__Information given__.
__________________________________________________
PR #935, opened 2026-07-03
fix(migtd): harden virtqueue, vsock, SPDM and policy against untruste…

MichalTarnacki:
Commit ##1

|---|---|---|---|---|---|---|
| 1 | Medium | MigtdTransport::receive over-reads past frame boundary on stream transport | rsp_handle_message -> process_message -> SpdmDeviceIo::receive -> MigtdTransport::receive -> AsyncRead::read | First loop must read into &mut buffer[recvd..VMCALL_SPDM_MESSAGE_HEADER_SIZE]; second loop into &mut buffer[recvd..payload_size+12]; return payload_size+12 not recvd. | true_positive | The first loop reads into &mut buffer[recvd..] (the whole remaining buffer), so on a stream transport a coalesced read can return more than 12 bytes — recvd can already exceed payload_size+12. The second loop then never executes (or under-reads), and it returns recvd, handing the next frame's bytes to spdmlib as trailing garbage and desyncing the stream. Both reads must be capped: header to [recvd..12], payload to [recvd..payload+12], and return payload+12 |
| 2 | Medium | get_tcb_level_by_svn requires exact isvsvn match | <entry> -> TdIdentity::get_tcb_level_by_svn | Use highest level with isvsvn<=svn (floor match) per Intel TCB-Info semantics. | true_positive | The original exact-match (isvsvn == svn) misuses Intel TCB-Info/Enclave-Identity semantics, where tcbLevels are descending breakpoints and a reported svn must floor-match to the highest level with isvsvn <= svn; treating it as an exact lookup returns None for any svn between or above listed levels, which both rejects valid newer peers (availability) and lets an in-between svn skip the mandatory Revoked deny that it should have floored into (security). The floor-match fix is the correct, spec-conformant behavior and is backward-compatible for exact hits, so the finding is a genuine semantic defect. |
| 3 | Medium | json_set_signature re-parses+re-serializes via serde_json::Value before embeddin | <entry> -> json_set_signature | Sign raw input bytes; embed signature without re-serializing the data block. | weakness | The behavior is real, but it is fail-closed and only affects tooling: canonicalization is required so the same JSON always maps to the same bytes before signing/embedding. With the guard in json_sign_detached, non-canonical input is rejected early, and verification uses the exact embedded bytes. |
| 4 | Low | check-then-act across two separate spin::Mutex lock scopes | <entry> -> wait_for_request | Hold single lock across contains+insert; or use BTreeSet::insert return value. | weakness | There is one global EXECUTOR driven by a single poll_tasks() loop on the main thread, and the up-to-12 "concurrent" sessions are merely interleaved at .await points; since there is no .await between contains() and insert(), the whole window runs inside one task poll and no other session can interleave. REQUESTS is TD-private memory and request_id comes from the already-snapshotted private_mem, so the VMM cannot race or influence it. |
| 5 | Low | USED_PORT.lock().contains() then separate .lock().insert() in VsockStream::bind  --  latent split | VsockStream::bind | Hold single guard: `let mut g=USED_PORT.lock(); if g.contains(..){Err} else {g.insert(..);Ok}`. | weakness | The split-lock is real — bind and get_unused_port released the USED_PORT guard between contains() and insert(), so a concurrent binder could race into the gap and two streams could share a local port, colliding in BINDING_PKT_QUEUES. But in the shipped single-vCPU cooperative executor there is no preemption and no .await between the check and the insert, so there is no interleaving point and it is unreachable today; the finding itself rates it T5/internal/HARDENING. |
| 6 | Low | Rebind responder: op 0x03 (no variant check) -> op 0x05 (no variant check) -> write_msk(default) | spdm_responder_rebind_new -> migtd_vdm_msg_rsp_dispatcher_ex -> handle_exchange_mig_attest_info_req -> migtd_vdm_msg_rsp_dispatcher_ex -> handle_exchange_mig_info_req -> write_msk | Gate both migration-mode handlers on ResponderContextExInfo::MigrationInformation variant. | weakness | The op 0x05 handler handle_exchange_mig_info_req lacked the MigrationInformation variant guard that its three siblings have, and because vdm_message_transcript_before_finish is shared across modes, a legitimate rebind-attest could satisfy its only precondition — letting op 0x05 run in rebind mode against the default (zeroed) migration_info. However it stops short of a real key compromise: in rebind mode the buffer holds MigtdMigrationInformation::default(), so verify_servtd_attr(binding_handle=0, default_uuid) issues tdcall_servtd_rd against a non-bound handle and returns an attribute mismatch (or TDX error), failing before write_msk. So the chain is blocked by verify_servtd_attr, making it a weakness rather than a true positive — the added variant guard closes the mode-confusion gap early and restores symmetry with the other handlers, which is the correct hardening regardless. |
| 7 | Low | SPDM migration responder stores peer-supplied servtd_ext BEFORE attestation veri |  | Review the finding context and add appropriate input validation or guard checks. | weakness | In the production path the same peer-supplied servtd_ext bytes are verified inside rsp_verify_peer_attestation_v2; if that fails, op 0x03 returns Err, op 0x05 never runs, and write_approved_servtd_ext_hash is never reached, so no attacker-chosen hash ever reaches TDCS. The "write attacker-chosen APPROVED_SERVTD_EXT_HASH" primitive only materializes when attestation verification is compiled out (AzCVMEmu/test_mock_report/use-mock-quote), which are non-production test paths with no hostile peer. The original "store-before-verify" ordering was therefore a robustness/hardening defect rather than an exploitable flaw. |
| 8 | Info | AzCVMEmu copy_to_private_shadow returns alias to buf  --  no snapshot copy | SharedMemory::copy_to_private_shadow | Clone into a separate shadow Vec<u8> in the emu stub to preserve API contract parity with real td-payload, even if not strictly required for safety. | weakness | In AzCVMEmu builds buf is a process-private heap Vec with no concurrent host writer and the executor is single-threaded cooperative, so returning Some(&self.buf) instead of a copy grants no exploitable TOCTOU — the finding itself rates it Info/HARDENING/T5. The only real gap is fidelity: real td-payload returns a private snapshot decoupled from later shared-memory writes, while the emu stub returned a live alias, so a test relying on snapshot semantics could behave differently than production. That makes it a robustness weakness, not a vulnerability, and the trivial emu-only fix (copy into a separate shadow Vec) is justified for parity even though no security issue exists. |

commit ##2

|---|---|---|---|---|---|---|
| 3 | High | v2 evaluate_policy_forward/backward/common return Ok(()) when block is None | -> PolicyData::evaluate_policy_forward | Treat None as Err(PolicyIncomplete) or require at least one constraint per direction. | true_positive | The core claim is correct: evaluate_policy_forward/backward/common returned Ok(()) when the policy block was None, so an absent block silently skipped mandatory TCB and engine checks — a genuine fail-open that the design guide's acceptance procedure does not sanction (absence-permissive rules exist only for fmspc and the CRL numbers, never for TCB status or engine). However, the finding's RATLS_PEER_CERT / T1 "directly reachable from untrusted peer" framing is wrong: the evaluated policy is the local, signature-verified get_verified_policy(), not peer-supplied input, so it is not remotely exploitable and not Critical. |

### DIFF
--- a/deps/td-shim-AzCVMEmu/td-payload-emu/src/mm/shared/mod.rs
+++ b/deps/td-shim-AzCVMEmu/td-payload-emu/src/mm/shared/mod.rs
@@ -18,6 +18,7 @@ static SHARED_ALLOC_SIZES: Mutex<BTreeMap<usize, usize>> = Mutex::new(BTreeMap::
 
 pub struct SharedMemory {
     buf: Vec<u8>,
+    shadow: Vec<u8>,
 }
 
 impl SharedMemory {
@@ -29,6 +30,7 @@ impl SharedMemory {
         let size = pages.checked_mul(4096)?;
         Some(Self {
             buf: Vec::from_iter(core::iter::repeat(0u8).take(size)),
+            shadow: Vec::new(),
         })
     }
 
@@ -42,9 +44,11 @@ impl SharedMemory {
     }
 
     pub fn copy_to_private_shadow(&mut self) -> Option<&[u8]> {
-        // In emulation mode, just return the buffer directly since we're not dealing with
-        // actual shared/private memory conversion like in real TDX
-        Some(&self.buf)
+        // Copy into a separate shadow buffer so the returned slice is an immutable
+        // snapshot, matching the real td-payload shared->private memcpy semantics.
+        self.shadow.clear();
+        self.shadow.extend_from_slice(&self.buf);
+        Some(&self.shadow)
     }
 }
 
--- a/src/devices/vsock/src/stream.rs
+++ b/src/devices/vsock/src/stream.rs
@@ -109,11 +109,11 @@ impl VsockStream {
     }
 
     pub fn bind(&mut self, addr: &VsockAddr) -> Result {
-        if USED_PORT.lock().contains(&addr.port()) {
+        let mut used_port = USED_PORT.lock();
+        if !used_port.insert(addr.port()) {
             return Err(VsockError::AddressAlreadyUsed);
         }
-
-        USED_PORT.lock().insert(addr.port());
+        drop(used_port);
         self.addr.local.set_port(addr.port);
         Ok(())
     }
@@ -457,14 +457,16 @@ lazy_static! {
 }
 
 pub fn get_unused_port() -> Option<u32> {
-    let mut port = UNUSED_PORT_COUNTER.lock().checked_add(1)?;
+    let mut counter = UNUSED_PORT_COUNTER.lock();
+    let mut used_port = USED_PORT.lock();
+    let mut port = counter.checked_add(1)?;
 
-    while USED_PORT.lock().contains(&port) {
+    while used_port.contains(&port) {
         port = port.checked_add(1)?;
     }
 
-    USED_PORT.lock().insert(port);
-    *UNUSED_PORT_COUNTER.lock() = port;
+    used_port.insert(port);
+    *counter = port;
 
     Some(port)
 }
--- a/src/migtd/src/mig_policy.rs
+++ b/src/migtd/src/mig_policy.rs
@@ -286,16 +286,12 @@ mod v2 {
         let servtd_ext_src_obj =
             ServtdExt::read_from_bytes(servtd_ext_src).ok_or(PolicyError::InvalidParameter)?;
         let init_td_info = verify_init_tdinfo(init_tdinfo, &servtd_ext_src_obj)?;
-        let _engine_svn = policy
-            .servtd_tcb_mapping
-            .get_engine_svn_by_measurements(&Measurements::new_from_bytes(
-                &init_td_info.mrtd,
-                &init_td_info.rtmr0,
-                &init_td_info.rtmr1,
-                None,
-                None,
-            ))
-            .ok_or(PolicyError::SvnMismatch)?;
+
+        // migtdengine check: enginesvnsrc >= enginesvninit
+        policy.servtd_tcb_mapping.check_engine_not_older(
+            &engine_measurements_of(&tdx_report.td_info),
+            &engine_measurements_of(&init_td_info),
+        )?;
 
         // If backward policy exists, evaluate the migration src based on it.
         let relative_reference = get_local_tcb_evaluation_info()?;
@@ -541,6 +537,16 @@ mod v2 {
             u64::from_le_bytes(servtd_ext.init_attr),
             &servtd_ext.init_servtd_info_hash,
         )
+    }
+
+    /// `getengineinfo` measurement scope: the design guide classifies a MigTD
+    /// engine by `mrtd||rtmr[0-1]` only.
+    fn engine_measurements(mrtd: &[u8], rtmr0: &[u8], rtmr1: &[u8]) -> Measurements {
+        Measurements::new_from_bytes(mrtd, rtmr0, rtmr1, None, None)
+    }
+
+    fn engine_measurements_of(td_info: &TdInfo) -> Measurements {
+        engine_measurements(&td_info.mrtd, &td_info.rtmr0, &td_info.rtmr1)
     }
 
     fn get_rtmrs_from_tdinfo(
@@ -891,17 +897,18 @@ mod v2 {
                 ServtdExt::read_from_bytes(servtd_ext_src).ok_or(PolicyError::InvalidParameter)?;
             let init_td_info = verify_init_tdinfo(init_tdinfo, &servtd_ext_obj)?;
 
-            // Allowlist gate: init MigTD measurements must be in servtd_tcb_mapping
-            let _engine_svn = policy
+            let slice = |range: core::ops::Range<usize>| {
+                suppl_data.get(range).ok_or(PolicyError::InvalidParameter)
+            };
+            let peer = engine_measurements(
+                slice(Report::R_MIGTD_MRTD)?,
+                slice(Report::R_MIGTD_RTMR0)?,
+                slice(Report::R_MIGTD_RTMR1)?,
+            );
+            // migtdengine check: enginesvnsrc >= enginesvninit
+            policy
                 .servtd_tcb_mapping
-                .get_engine_svn_by_measurements(&Measurements::new_from_bytes(
-                    &init_td_info.mrtd,
-                    &init_td_info.rtmr0,
-                    &init_td_info.rtmr1,
-                    None,
-                    None,
-                ))
-                .ok_or(PolicyError::SvnMismatch)?;
+                .check_engine_not_older(&peer, &engine_measurements_of(&init_td_info))?;
         }
 
         Ok(suppl_data)
--- a/src/migtd/src/migration/session.rs
+++ b/src/migtd/src/migration/session.rs
@@ -599,11 +599,10 @@ pub async fn wait_for_request() -> Result<MigrationInformation> {
                     .ok_or(MigrationResult::InvalidParameter)?;
             let request_id = mig_info.mig_info.mig_request_id;
 
-            if REQUESTS.lock().contains(&request_id) {
-                Poll::Pending
-            } else {
-                REQUESTS.lock().insert(request_id);
+            if REQUESTS.lock().insert(request_id) {
                 Poll::Ready(Ok(mig_info))
+            } else {
+                Poll::Pending
             }
         } else if wfr.operation == 0 {
             Poll::Pending
--- a/src/migtd/src/spdm/mod.rs
+++ b/src/migtd/src/spdm/mod.rs
@@ -85,7 +85,7 @@ impl<T: AsyncRead + AsyncWrite + Unpin + Send> SpdmDeviceIo for MigtdTransport<T
         while recvd < VMCALL_SPDM_MESSAGE_HEADER_SIZE {
             let n = self
                 .transport
-                .read(&mut buffer[recvd..])
+                .read(&mut buffer[recvd..VMCALL_SPDM_MESSAGE_HEADER_SIZE])
                 .await
                 // ConnectionAborted maps from VmcallRawError::VmmCanceled.
                 // The SpdmDeviceIo trait cannot represent this error, so just
@@ -108,10 +108,11 @@ impl<T: AsyncRead + AsyncWrite + Unpin + Send> SpdmDeviceIo for MigtdTransport<T
             return Err(0_usize);
         }
 
-        while recvd < payload_size + VMCALL_SPDM_MESSAGE_HEADER_SIZE {
+        let total = payload_size + VMCALL_SPDM_MESSAGE_HEADER_SIZE;
+        while recvd < total {
             let n = self
                 .transport
-                .read(&mut buffer[recvd..])
+                .read(&mut buffer[recvd..total])
                 .await
                 .map_err(|e| {
                     if e.kind() == rust_std_stub::io::ErrorKind::ConnectionAborted {
@@ -122,7 +123,7 @@ impl<T: AsyncRead + AsyncWrite + Unpin + Send> SpdmDeviceIo for MigtdTransport<T
             recvd += n;
         }
 
-        Ok(recvd)
+        Ok(total)
     }
 
     async fn flush_all(&mut self) -> SpdmResult {
--- a/src/migtd/src/spdm/spdm_rsp.rs
+++ b/src/migtd/src/spdm/spdm_rsp.rs
@@ -149,15 +149,19 @@ pub fn spdm_responder<'a, T: AsyncRead + AsyncWrite + Unpin + Send + Sync + 'sta
     Ok((responder_context_ex, device_io_ref))
 }
 
-pub async fn spdm_responder_transfer_msk(
-    spdm_responder_ex: &mut ResponderContextEx<'_>,
-    mig_info: &MigtdMigrationInformation,
+pub async fn spdm_responder_transfer_msk<'a>(
+    spdm_responder_ex: &mut ResponderContextEx<'a>,
+    mig_info: &'a MigtdMigrationInformation,
     #[cfg(feature = "policy_v2")] peer_data: Vec<u8>,
 ) -> Result<(), SpdmStatus> {
     #[cfg(not(feature = "policy_v2"))]
     let peer_data = Vec::new();
 
     spdm_responder_ex.peer_data = peer_data;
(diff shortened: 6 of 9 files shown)


psidor99:
Row 6 is sighting-16787 (CWE-367), and per the audit it's Root cause group RC-069 — the same root cause as sighting-16701 (CWE-823), which my PR (#986) fixes. They're the same underlying bug: recycle_descriptors trusting descriptor fields read live from host-writable shared DMA.

This branch shadows the topology (desc_next/desc_write/chain_len), which does resolve 16787 and the free-list half of 16701. But recycle_descriptors here still reads addr/len live:

    let addr = desc.addr.read();
    let buf_len = desc.len.read();

so the CWE-823 arbitrary-read half of 16701 (forged addr → recv_pkt slice_from_raw_parts) and 16681 (CWE-825, forged addr → free_dma_memory frees the live ring) stay open, and the device-reported len isn't clamped.

Since 16787 and 16701 are one root cause (RC-069), it's cleaner to close them with a single complete shadow. My PR shadows all four fields (addr/len/flags/next) plus in_use/is_head, so it covers 16787 + 16701 + 16681 and subsumes this row 6. Proposal: drop the virtqueue.rs hunk here and rebase on my PR; keep the vsock/SPDM/policy/json-signer/emu fixes in this one.

MichalTarnacki:
> Row 6 is sighting-16787 (CWE-367), and per the audit it's Root cause group RC-069 — the same root cause as sighting-16701 (CWE-823), which my PR (#986) fixes. They're the same underlying bug: recycle_descriptors trusting descriptor fields read live from host-writable shared DMA.
> 
> This branch shadows the topology (desc_next/desc_write/chain_len), which does resolve 16787 and the free-list half of 16701. But recycle_descriptors here still reads addr/len live:
> 
> ```
> let addr = desc.addr.read();
> let buf_len = desc.len.read();
> ```
> 
> so the CWE-823 arbitrary-read half of 16701 (forged addr → recv_pkt slice_from_raw_parts) and 16681 (CWE-825, forged addr → free_dma_memory frees the live ring) stay open, and the device-reported len isn't clamped.
> 
> Since 16787 and 16701 are one root cause (RC-069), it's cleaner to close them with a single complete shadow. My PR shadows all four fields (addr/len/flags/next) plus in_use/is_head, so it covers 16787 + 16701 + 16681 and subsumes this row 6. Proposal: drop the virtqueue.rs hunk here and rebase on my PR; keep the vsock/SPDM/policy/json-signer/emu fixes in this one.

yes, lets drop the  virtqueue.rs change here and add everything whats missing in yours PR

sgrams:
The fix is right and the design guide backs it:

*migtd-new in rebinding:*
```
* (enginedatesrc, enginesvnsrc) = getengineinfo(migpolicymy.servtdidentity, tdreportsrc.mrtd||rtmr[0-1])
* (enginesvninit, enginedateinit) = getengineinfo(servtdidentitymy, tdinfoinit.mrtd||rtmr[0-1])
c) migtdengine check
  1. check enginesvnsrc: enginesvnsrc >= enginesvninit
  2. check enginedatesrc: enginedatesrc >= enginedateinit
```

*migtd-d in migration:* identical, modulo an `enginesvminit` typo in the guide.

Pre-fix, both sites resolved `init_td_info → _engine_svn` and dropped it; there was no `enginesvnsrc` operand at all, so clause (c) was simply unimplemented. Your operand choices are spec-exact: local mapping for both sides, peer measurements from the verified report, and `mrtd||rtmr[0-1]` with `rtmr2/rtmr3 = None` (correct, not lazy — `rtmr2` carries the migpolicy hash, so including it would make engine identity policy-dependent, which contradicts the guide's scope). The behaviour-change note is also sanctioned by the general-principles section: *"this rule is hidden in the policy, even if it is not explicitly written. migtd shall check the peer and reject."*

Three suggestions.

**1. Migration now derives the peer engine SVN twice, at two different scopes.** In `authenticate_migration_source_with_init_tdinfo`, `setup_evaluation_data` already computed a peer SVN via `get_engine_svn_by_report`, which fills `rtmr2: Some(..), rtmr3: Some(..)`:

```rust
// servtd_collateral.rs:192
pub fn get_engine_svn_by_report(&self, report: &Report) -> Option<u16> {
    let measurements = Measurements { /* ... */
        rtmr2: Some(bytes_to_hex_string(...)),
        rtmr3: Some(bytes_to_hex_string(...)),
    };
```

`compare_measurements` treats a pinned `rtmr2`/`rtmr3` in the mapping as mandatory but a `None` *query* as an automatic reject (`(Some(_), None) => return false`). So against a mapping entry that pins either register, `evaluation_data_src.migtd_isvsvn` is `None` while your new lookup succeeds — one flow rejects the peer via `UnqualifiedMigTdInfo` and the other admits it. Shipped configs pin neither, so it's latent, but `src/policy/test/policy_v2/tcb_mapping.json` pins `rtmr3`.

Note this can't be fixed by reusing `evaluation_data_src.migtd_isvsvn` — `setup_evaluation_data` is called with the *peer's* `verified_policy` (`mig_policy.rs:332`), so that field comes from the peer's `servtd_tcb_mapping`, not ours. Your local-mapping recompute is the correct operand; it's the older helper that's off-spec. Suggest narrowing it to the guide's scope so there's one rule:

```rust
// servtd_collateral.rs — getengineinfo scope is mrtd||rtmr[0-1] only.
pub fn get_engine_svn_by_report(&self, report: &Report) -> Option<u16> {
    self.get_engine_svn_by_measurements(&Measurements::new_from_bytes(
        report.get_migtd_info_property(&MigTdInfoProperty::MrTd).ok()?,
        report.get_migtd_info_property(&MigTdInfoProperty::Rtmr0).ok()?,
        report.get_migtd_info_property(&MigTdInfoProperty::Rtmr1).ok()?,
        None,
        None,
    ))
}
```

That's its only caller, and it makes both derivations agree by construction. Then `enforce_engine_against_init` can take the mapping as a parameter instead of re-fetching `get_verified_policy()` (both call sites already hold `policy`), which also drops the unreachable `InvalidParameter` branch:

```rust
fn enforce_engine_against_init(
    mapping: &TdTcbMapping,
    peer: &Measurements,
    init: &Measurements,
) -> Result<(), PolicyError> {
    let peer_svn = mapping.get_engine_svn_by_measurements(peer).ok_or(PolicyError::SvnMismatch)?;
    let init_svn = mapping.get_engine_svn_by_measurements(init).ok_or(PolicyError::SvnMismatch)?;
    if peer_svn < init_svn {
        return Err(PolicyError::SvnMismatch);
    }
    Ok(())
}
```

**2. The `enginedate` argument is an assumption, not a derivation.** Structurally the date *is* a function of the SVN (`get_tcb_level_by_svn` → `TcbLevel { tcb_date, .. }`), but `svn_src >= svn_init ⟹ date_src >= date_init` additionally needs `tcbDate` to be non-decreasing in `isvsvn`. That's Intel's Enclave-Identity convention; nothing in the code enforces or validates it. Fine to rely on — worth stating in the doc comment as a documented assumption rather than a consequence, so a future non-monotonic mapping doesn't quietly void the reasoning.

**3. No test for the case being fixed.** 54 insertions, no coverage, and the only CI job that reaches the changed rebinding path is *Rebind Prepare (Mock Report)* — the *Skip RA* variants build with `test_disable_ra_and_accept_all` and never call `authenticate_rebinding_old`. CI green here means "no regression," not "downgrade rejected." Now that the comparison is an isolated function, a direct unit test is cheap:

```rust
#[test]
fn test_engine_downgrade_rejected() {
    // mapping: measurements_a -> isvsvn 1, measurements_b -> isvsvn 2
    // peer=a, init=b  => Err(SvnMismatch)   <-- the bug this commit fixes
    // peer=b, init=a  => Ok(())
    // peer=a, init=a  => Ok(())
    // peer unknown to mapping => Err(SvnMismatch)  <-- the behaviour change
}
```

The last case is the one your commit message calls out as a behaviour change, so pinning it in a test is what makes that intentional rather than incidental.

**Out of scope, flagging so it isn't assumed closed:** the general-principles section adds a separate migration rule — *"in migration use case, the migtd-s and migtd-d shall have the same migtdengine (the migpolicy can be different)... migtd shall check the peer and reject."* That's `peer == me` equality, distinct from the `src >= init` inequality here, and it's still unimplemented.

MichalTarnacki:
> The fix is right and the design guide backs it:
> 
> _migtd-new in rebinding:_
> 
> ```
> * (enginedatesrc, enginesvnsrc) = getengineinfo(migpolicymy.servtdidentity, tdreportsrc.mrtd||rtmr[0-1])
> * (enginesvninit, enginedateinit) = getengineinfo(servtdidentitymy, tdinfoinit.mrtd||rtmr[0-1])
> c) migtdengine check
>   1. check enginesvnsrc: enginesvnsrc >= enginesvninit
>   2. check enginedatesrc: enginedatesrc >= enginedateinit
> ```
> 
> _migtd-d in migration:_ identical, modulo an `enginesvminit` typo in the guide.
> 
> Pre-fix, both sites resolved `init_td_info → _engine_svn` and dropped it; there was no `enginesvnsrc` operand at all, so clause (c) was simply unimplemented. Your operand choices are spec-exact: local mapping for both sides, peer measurements from the verified report, and `mrtd||rtmr[0-1]` with `rtmr2/rtmr3 = None` (correct, not lazy — `rtmr2` carries the migpolicy hash, so including it would make engine identity policy-dependent, which contradicts the guide's scope). The behaviour-change note is also sanctioned by the general-principles section: _"this rule is hidden in the policy, even if it is not explicitly written. migtd shall check the peer and reject."_
> 
> Three suggestions.
> 
> **1. Migration now derives the peer engine SVN twice, at two different scopes.** In `authenticate_migration_source_with_init_tdinfo`, `setup_evaluation_data` already computed a peer SVN via `get_engine_svn_by_report`, which fills `rtmr2: Some(..), rtmr3: Some(..)`:
> 
> ```rust
> // servtd_collateral.rs:192
> pub fn get_engine_svn_by_report(&self, report: &Report) -> Option<u16> {
>     let measurements = Measurements { /* ... */
>         rtmr2: Some(bytes_to_hex_string(...)),
>         rtmr3: Some(bytes_to_hex_string(...)),
>     };
> ```
> 
> `compare_measurements` treats a pinned `rtmr2`/`rtmr3` in the mapping as mandatory but a `None` _query_ as an automatic reject (`(Some(_), None) => return false`). So against a mapping entry that pins either register, `evaluation_data_src.migtd_isvsvn` is `None` while your new lookup succeeds — one flow rejects the peer via `UnqualifiedMigTdInfo` and the other admits it. Shipped configs pin neither, so it's latent, but `src/policy/test/policy_v2/tcb_mapping.json` pins `rtmr3`.
> 
> Note this can't be fixed by reusing `evaluation_data_src.migtd_isvsvn` — `setup_evaluation_data` is called with the _peer's_ `verified_policy` (`mig_policy.rs:332`), so that field comes from the peer's `servtd_tcb_mapping`, not ours. Your local-mapping recompute is the correct operand; it's the older helper that's off-spec. Suggest narrowing it to the guide's scope so there's one rule:
> 
> ```rust
> // servtd_collateral.rs — getengineinfo scope is mrtd||rtmr[0-1] only.
> pub fn get_engine_svn_by_report(&self, report: &Report) -> Option<u16> {
>     self.get_engine_svn_by_measurements(&Measurements::new_from_bytes(
>         report.get_migtd_info_property(&MigTdInfoProperty::MrTd).ok()?,
>         report.get_migtd_info_property(&MigTdInfoProperty::Rtmr0).ok()?,
>         report.get_migtd_info_property(&MigTdInfoProperty::Rtmr1).ok()?,
>         None,
>         None,
>     ))
> }
> ```
> 
> That's its only caller, and it makes both derivations agree by construction. Then `enforce_engine_against_init` can take the mapping as a parameter instead of re-fetching `get_verified_policy()` (both call sites already hold `policy`), which also drops the unreachable `InvalidParameter` branch:
> 
> ```rust
> fn enforce_engine_against_init(
>     mapping: &TdTcbMapping,
>     peer: &Measurements,
>     init: &Measurements,
> ) -> Result<(), PolicyError> {
>     let peer_svn = mapping.get_engine_svn_by_measurements(peer).ok_or(PolicyError::SvnMismatch)?;
>     let init_svn = mapping.get_engine_svn_by_measurements(init).ok_or(PolicyError::SvnMismatch)?;
>     if peer_svn < init_svn {
>         return Err(PolicyError::SvnMismatch);
>     }
>     Ok(())
> }
> ```
> 
> **2. The `enginedate` argument is an assumption, not a derivation.** Structurally the date _is_ a function of the SVN (`get_tcb_level_by_svn` → `TcbLevel { tcb_date, .. }`), but `svn_src >= svn_init ⟹ date_src >= date_init` additionally needs `tcbDate` to be non-decreasing in `isvsvn`. That's Intel's Enclave-Identity convention; nothing in the code enforces or validates it. Fine to rely on — worth stating in the doc comment as a documented assumption rather than a consequence, so a future non-monotonic mapping doesn't quietly void the reasoning.
> 
> **3. No test for the case being fixed.** 54 insertions, no coverage, and the only CI job that reaches the changed rebinding path is _Rebind Prepare (Mock Report)_ — the _Skip RA_ variants build with `test_disable_ra_and_accept_all` and never call `authenticate_rebinding_old`. CI green here means "no regression," not "downgrade rejected." Now that the comparison is an isolated function, a direct unit test is cheap:
> 
> ```rust
> #[test]
> fn test_engine_downgrade_rejected() {
>     // mapping: measurements_a -> isvsvn 1, measurements_b -> isvsvn 2
>     // peer=a, init=b  => Err(SvnMismatch)   <-- the bug this commit fixes
>     // peer=b, init=a  => Ok(())
>     // peer=a, init=a  => Ok(())
>     // peer unknown to mapping => Err(SvnMismatch)  <-- the behaviour change
> }
> ```
> 
> The last case is the one your commit message calls out as a behaviour change, so pinning it in a test is what makes that intentional rather than incidental.
> 
> **Out of scope, flagging so it isn't assumed closed:** the general-principles section adds a separate migration rule — _"in migration use case, the migtd-s and migtd-d shall have the same migtdengine (the migpolicy can be different)... migtd shall check the peer and reject."_ That's `peer == me` equality, distinct from the `src >= init` inequality here, and it's still unimplemented.

I updated review with 2. and 3., I am not sure about the first recomendation. It is does not affect the fix of the "v2 evaluate_policy_forward/backward/common return Ok(()) when block is None" bug so I would rather note that recommendation and address it later

sgrams (approved):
__________________________________________________
__Work required__.
With "deps" as the string to look for, count the matching lines above and give the number by itself.

__Your solution__.
2